Data for analysis >>
————————

PR #192, opened 2024-04-09
Add support for resolving non-service hostnames

### LINKED ISSUE #191: Utility function to resolve mDNS hostnames
Hello, this is a feature request, as well as a question about the project scope.

We're using this package for making a remoting cli tool, and we'd like to persist a mDNS hostname, and re-resolve it on invocation. Since this project has its own stack for all mDNS operations, the code to do this seems to already be there (`Command::Resolve`)? It would be nice if some of this functionality could be exposed to the user, either as utility functions on the `ServiceDaemon` or by making the `Zeroconf` impl into a public lower level interface.

I had some worries while making this issue about the scope of the project: the readme seems to indicate that the focus is only set on service discovery. Publicizing some of the "mDNS-only" functionality may be a slippery slope towards being an mDNS library with the service discovery parts on top. But maybe that's not the case. Or maybe that's even okay with you. What do you think?

I'd be happy to create a PR with `ServiceDaemon::resolve_service_host(&self, service_instance_fullname: String, try_count: u16)` if I get the green light.

oysteintveit-nordicsemi:
Resolves #191.

This adds several pieces of public API, for resolving mDNS hostnames as standalone.

- `ServiceDaemon::resolve(&self, hostname: &str) -> Result<Receiver<ResolutionEvent>>`
- `ServiceDaemon::stop_resolve(&self, hostname: &str) -> Result<()>`

as well as

```rust
pub enum ResolutionEvent {
    /// Started searching for the ip address of a hostname.
    SearchStarted(String),
    /// One or more addresses for a hostname has been found.
    HostnameAddressesFound(String, HashSet<IpAddr>),
    /// One or more addresses for a hostname has been removed.
    HostnameAddressesRemoved(String, HashSet<IpAddr>),
    /// Stopped searching for the ip address of a hostname.
    SearchStopped(String),
}
```

The internal implementation uses the dns cache for addresses, which *should* make it possible for service discovery and hostname discovery to benefit from each other in the case that you are running both at the same time.

The rest of the implementation is largely either copy paste of- or merging with the code that handles the service discovery, with some exceptions where the events are reporting an aggregate of ip-addresses rather than reporting one at a time.

### Other notes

————————

Work out the number of lines in the records containing the word "time". Write only that number.

2